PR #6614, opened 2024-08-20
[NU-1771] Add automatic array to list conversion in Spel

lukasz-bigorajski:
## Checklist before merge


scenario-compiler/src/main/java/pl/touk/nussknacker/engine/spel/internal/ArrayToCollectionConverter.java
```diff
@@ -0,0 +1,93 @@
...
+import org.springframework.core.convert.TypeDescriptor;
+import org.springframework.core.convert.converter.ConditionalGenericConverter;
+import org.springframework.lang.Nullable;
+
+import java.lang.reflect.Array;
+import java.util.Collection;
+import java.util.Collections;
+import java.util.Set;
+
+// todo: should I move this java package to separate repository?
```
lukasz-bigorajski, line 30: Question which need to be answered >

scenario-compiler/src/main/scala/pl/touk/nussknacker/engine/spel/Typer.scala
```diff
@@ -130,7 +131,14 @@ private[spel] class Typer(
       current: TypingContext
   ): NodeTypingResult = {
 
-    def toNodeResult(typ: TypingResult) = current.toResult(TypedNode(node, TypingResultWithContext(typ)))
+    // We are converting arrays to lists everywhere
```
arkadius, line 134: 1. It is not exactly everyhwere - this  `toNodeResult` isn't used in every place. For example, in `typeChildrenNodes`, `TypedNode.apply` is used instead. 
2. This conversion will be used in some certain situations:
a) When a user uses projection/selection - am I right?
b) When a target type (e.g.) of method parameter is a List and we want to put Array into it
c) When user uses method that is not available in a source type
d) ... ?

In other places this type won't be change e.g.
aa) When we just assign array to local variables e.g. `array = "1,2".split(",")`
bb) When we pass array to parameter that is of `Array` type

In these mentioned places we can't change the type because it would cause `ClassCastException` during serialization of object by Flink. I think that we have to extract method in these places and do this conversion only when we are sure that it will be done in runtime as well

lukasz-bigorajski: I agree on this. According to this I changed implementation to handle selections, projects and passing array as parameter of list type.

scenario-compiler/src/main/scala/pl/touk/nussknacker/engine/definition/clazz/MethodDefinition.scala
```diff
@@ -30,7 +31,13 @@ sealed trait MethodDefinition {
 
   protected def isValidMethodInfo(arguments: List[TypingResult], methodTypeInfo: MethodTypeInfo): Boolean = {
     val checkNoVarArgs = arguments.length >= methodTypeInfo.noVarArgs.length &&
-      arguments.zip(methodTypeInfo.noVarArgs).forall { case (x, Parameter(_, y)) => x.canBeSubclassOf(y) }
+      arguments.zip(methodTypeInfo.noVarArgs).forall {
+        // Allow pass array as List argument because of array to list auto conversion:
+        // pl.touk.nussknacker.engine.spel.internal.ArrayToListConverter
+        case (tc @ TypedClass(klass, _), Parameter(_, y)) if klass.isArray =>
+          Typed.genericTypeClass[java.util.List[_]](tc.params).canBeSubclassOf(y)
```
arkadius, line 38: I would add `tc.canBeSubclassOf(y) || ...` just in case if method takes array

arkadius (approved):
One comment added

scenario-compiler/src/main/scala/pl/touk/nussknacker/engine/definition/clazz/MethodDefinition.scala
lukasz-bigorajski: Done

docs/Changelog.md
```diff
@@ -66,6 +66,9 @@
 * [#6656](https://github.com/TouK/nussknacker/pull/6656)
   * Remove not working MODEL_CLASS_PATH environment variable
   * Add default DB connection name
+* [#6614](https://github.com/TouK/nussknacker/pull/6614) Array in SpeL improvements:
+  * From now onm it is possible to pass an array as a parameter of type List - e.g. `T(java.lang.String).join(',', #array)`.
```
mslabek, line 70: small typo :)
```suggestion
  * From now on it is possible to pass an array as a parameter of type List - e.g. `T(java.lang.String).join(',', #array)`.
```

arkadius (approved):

━━━━

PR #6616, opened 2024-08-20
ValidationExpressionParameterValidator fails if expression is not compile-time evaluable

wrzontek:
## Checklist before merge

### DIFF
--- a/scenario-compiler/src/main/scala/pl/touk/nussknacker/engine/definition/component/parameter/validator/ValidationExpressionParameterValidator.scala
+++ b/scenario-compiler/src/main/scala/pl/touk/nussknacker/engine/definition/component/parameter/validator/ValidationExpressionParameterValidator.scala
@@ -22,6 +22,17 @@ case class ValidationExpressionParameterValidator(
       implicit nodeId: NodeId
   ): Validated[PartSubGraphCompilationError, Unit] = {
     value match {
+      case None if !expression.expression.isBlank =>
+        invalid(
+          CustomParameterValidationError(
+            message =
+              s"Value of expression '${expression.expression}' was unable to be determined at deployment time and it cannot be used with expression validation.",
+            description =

━━━━

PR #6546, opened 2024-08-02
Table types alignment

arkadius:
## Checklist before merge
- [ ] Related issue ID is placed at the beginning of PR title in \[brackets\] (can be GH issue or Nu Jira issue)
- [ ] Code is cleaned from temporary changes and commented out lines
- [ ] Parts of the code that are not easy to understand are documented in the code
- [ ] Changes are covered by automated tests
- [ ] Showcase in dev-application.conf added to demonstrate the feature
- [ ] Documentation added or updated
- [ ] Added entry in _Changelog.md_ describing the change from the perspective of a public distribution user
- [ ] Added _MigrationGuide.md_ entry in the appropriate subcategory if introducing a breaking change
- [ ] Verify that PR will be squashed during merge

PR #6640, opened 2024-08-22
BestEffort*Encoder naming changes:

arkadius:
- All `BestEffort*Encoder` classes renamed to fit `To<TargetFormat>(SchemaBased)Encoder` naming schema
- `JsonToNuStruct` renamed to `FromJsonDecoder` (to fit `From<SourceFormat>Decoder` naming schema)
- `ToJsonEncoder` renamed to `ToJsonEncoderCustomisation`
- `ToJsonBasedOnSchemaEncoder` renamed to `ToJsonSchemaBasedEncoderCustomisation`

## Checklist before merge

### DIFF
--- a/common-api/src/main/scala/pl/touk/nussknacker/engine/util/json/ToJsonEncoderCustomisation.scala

━━━━

▶ **TASK INSTRUCTIONS**
Retrieve every line above holding the word "lukasz".

▶ **EXERCISE ANSWER**
lukasz-bigorajski:
lukasz-bigorajski, line 30: Question which need to be answered >
lukasz-bigorajski: I agree on this. According to this I changed implementation to handle selections, projects and passing array as parameter of list type.
lukasz-bigorajski: Done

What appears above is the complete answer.